Phylogeny of calcareous dinoflagellates as inferred from ITS and ribosomal sequence data.

The phylogenetic relationships of calcareous dinoflagellates (i.e., Calciodinellaceae and Thoracosphaera) are investigated. Molecular data from the ribosomal 5.8S rRNA and highly conserved motifs of the ITS1 show Calciodinellaceae s.l. to be monophyletic when few non-calcareous taxa are included. They segregate into three monophyletic assemblages in a molecular analysis that considers the 5.8S rRNA and both the Internal Transcribed Spacer regions ITS1 and ITS2: a clade comprising species of Ensiculifera and Pentapharsodinium (E/P-clade), Scrippsiella s.l. (including fossil-based taxa such as Calciodinellum and Calcigonellum), and a heterogeneous group (T/P-clade) of calcareous (e.g., Thoracosphaera) and non-calcareous taxa (e.g., the highly toxic Pfiesteria). The potential to produce calcareous structures is considered as apomorphic within alveolates, and non-calcareous taxa nesting with calcareous dinoflagellates may have reduced calcification secondarily.
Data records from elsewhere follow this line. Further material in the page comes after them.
PR #3570, opened 2026-02-11
Version 2.0+ routers should not connect to controllers which do not support JWT formatted legacy sessions. Fixes #3569

### LINKED ISSUE #3569: Version 2.0+ routers should not connect to controllers which do not support JWT formatted legacy sessions

plorenz:


router/handler_ctrl/bind.go
```diff
@@ -116,12 +123,13 @@ func (self *bindHandler) BindChannel(binding channel.Binding) error {
 	binding.AddTypedReceiveHandler(newSettingsHandler(self.env))
 	binding.AddTypedReceiveHandler(newFaultHandler(self.env.GetXlinkRegistry()))
 	binding.AddTypedReceiveHandler(self.ctrlAddrChangeHandler)
+	binding.AddTypedReceiveHandler(self.clusterLeaderChangeHandler)
```
andrewpmartinez, line 126: Where did this come from? It wasn't added in this PR, so did it just exist beforehand, and we never used it?

controller/controller.go
andrewpmartinez, line 760: I thought the go convention was "error message: %w"

Its what I've been doing in all of the OpenZiti code.

plorenz: I'll start trying to internalize that

router/handler_ctrl/bind.go
plorenz: I think it was previously a copy paste error where ctrlAddrChangeHandler was added twice

PR #3572, opened 2026-02-12
Add backwards compatibility smoketest. Fixes #3571

### LINKED ISSUE #3571: Ensure 2.0 backwards compatibility with 1.6 and 1.5 using the smoketest

plorenz:


andrewpmartinez (approved):

plorenz:
> This is a security vulnerability as it allows service access tokens to be used across API Sessions. v1.1 routers don't interrogate the service access JWT to ensure it matches the current API Session, and the check in the controller here doesn't either.
> 
> Meaning someone can use just a service access token to access any service through a 1.1 router from another API Session. Service tokens have a VERY long life alone and must be compared to an API Session for proper security context, especially to make sure the API Session is still valid and matches.
> 
> Do not merge this as is.

I made some tweaks. It's now checking the submitted fingerprints against the api session for the service session. It's also limited to bind sessions, since that's the only flow that needed this tweak. Let me know if that looks better.

controller/handler_edge_ctrl/common.go
```diff
@@ -382,6 +372,38 @@ func (self *baseSessionRequestContext) loadFromBolt(sessionToken string, apiSess
...
+	if self.err != nil || !found {
+		if self.err == nil {
+			self.err = InvalidApiSessionError{}
+		}
+		logrus.
+			WithField("sessionId", self.session.Id).
+			WithField("operation", self.handler.Label()).
+			WithField("apiSessionFingerprints", apiSessionCertFingerprints).
+			WithField("clientFingerprints", fingerprints).
+			Error("matching fingerprint not found for connect")
```
andrewpmartinez: The API Session id lookup proves that the `session` originated from a still-valid `apiSession`, but not that the connecting request came from someone with a client holding that 'apiSession'. 

The fingerprint check attempts to resolve this, assuming that if the fingerprints from the certs used by the client to connect to the router match, they must be holding the API session.

That is not strictly true.

Two SDKs using the same certificate/pk and thus the same identity, but different API sessions, could connect and use each other's tokens.  This can happen in a few ways that I wouldn't recommend, but we have seen in the wild.

The result is still the same, cross-use of session tokens. Which is a problem because TOTP and posture checks are only enforced at the API Session level.

zititest/go.mod
```diff
@@ -24,7 +24,7 @@ require (
 	github.com/openziti/foundation/v2 v2.0.87
 	github.com/openziti/identity v1.0.125
 	github.com/openziti/metrics v1.4.3
-	github.com/openziti/sdk-golang v1.4.2
```
andrewpmartinez: pseudo-version dep. Should be a clean version number.

andrewpmartinez (approved):

PR #3579, opened 2026-02-13
Add get/set db version commands

plorenz:


ziti/cmd/ops/database/db_version.go
qrkourier, line 1: It'd be useful and safe if this command could figure out whether the path arg represents a bolt db, raft db, or gzipped snapshot file produced by the snapshot command.

I'd started going there with https://github.com/openziti/ziti/pull/3468, but didn't finish writing tests.

plorenz: We couldn't get anything useful out of a raft database. I looked at the gzipped snapshot, but you can't open a bbolt db from a stream, at least not currently, you have to unzip first, so I'm not going to worry about that yet.

qrkourier: @plorenz, that makes sense about the g(unzip) and it's less important though nice to have. Importantly, I found the new command works with Raft's datastore replica file as it is, so the only enhancement that comes to mind is to accept the raft dir as an arg and look for the datastore version in the standard replica filename, `ctrl-ha.db`, which doesn't appear to be configurable in today's Ziti.

```bash
❯ ~/go/bin/ziti ops db get-db-version /tmp/ctrl.db
edge database version: 44

❯ ~/go/bin/ziti ops db get-db-version /tmp/ctrl-ha.db
edge database version: 44
```

router/state/certchecker.go
qrkourier, line 1: Are these changes related to the new datastore version command, or should this branch be based on another one other than `main`?

plorenz: It's based on the link-id-... branch with the test fixes. I've reset the base branch to clarify :+1:

ziti/cmd/ops/database/db_version.go
plorenz: Ah, gotchya. The ctrl-ha.db is exactly the same as the standard db. It only a question of whether the mutations go through raft before being applied to the db, or being applied directly/immediately.

PR #3592, opened 2026-02-17
Ctrl chan controller dials

plorenz:
Adds an opt-in beta feature where the controller can dial routers to establish control channels, reversing the traditional direction. This is useful when controllers are behind NAT/firewalls but can reach routers. The feature is disabled by default.


controller/db/router_store.go
```diff
@@ -25,21 +25,23 @@ import (
...
-	Cost        uint16       `json:"cost"`
-	NoTraversal bool         `json:"noTraversal"`
-	Disabled    bool         `json:"disabled"`
-	Interfaces  []*Interface `json:"interfaces"`
+	Name              string       `json:"name"`
+	Fingerprint       *string      `json:"fingerprint"`
+	Cost              uint16       `json:"cost"`
+	NoTraversal       bool         `json:"noTraversal"`
+	Disabled          bool         `json:"disabled"`
+	CtrlChanListeners map[string][]string `json:"ctrlChanListeners"`
```
andrewpmartinez, line 43: go fmt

Molecular results do not contradict general evolutionary scenarios provided by previous morphological (mainly paleontological) investigations.

Secondary structure models of the nuclear internal transcribed spacer regions and 5.8S rRNA in Calciodinelloideae (Peridiniaceae) and other dinoflagellates.

Secondary structure models of the 5.8S rRNA and both internal transcribed spacers (ITS1 and ITS2) are proposed for Calciodinelloideae (Peridiniaceae) and are also plausible for other dinoflagellates. The secondary structure of the 5.8S rRNA corresponds to previously developed models, with two internal paired regions and at least one 5.8S rRNA-28S rRNA interaction. A general secondary structure model of ITS1 for Calciodinelloideae (and other dinoflagellates), consisting of an open multibranch loop with three major helices, is proposed. The homology of these paired regions with those found in other taxa, published in previous studies (e.g. yeast, green algae and Platyhelmithes) remains to be determined. Finally, a general secondary structure model of ITS2 for Calciodinelloideae (and other dinoflagellates) is reconstructed. Based on the 5.8S rRNA-28S rRNA interaction, it consists of a closed multibranch loop, with four major helices. At least helix III and IV have homology with paired regions found in other eukaryotic taxa (e.g. yeast, green algae and vertebrates). Since the secondary structures of both ITS regions are more conserved than the nucleotide sequences, their analysis helps in understanding molecular evolution and increases the number of structural characters. Thus, the structure models developed in this study may be generally useful for future phylogenetic analyses.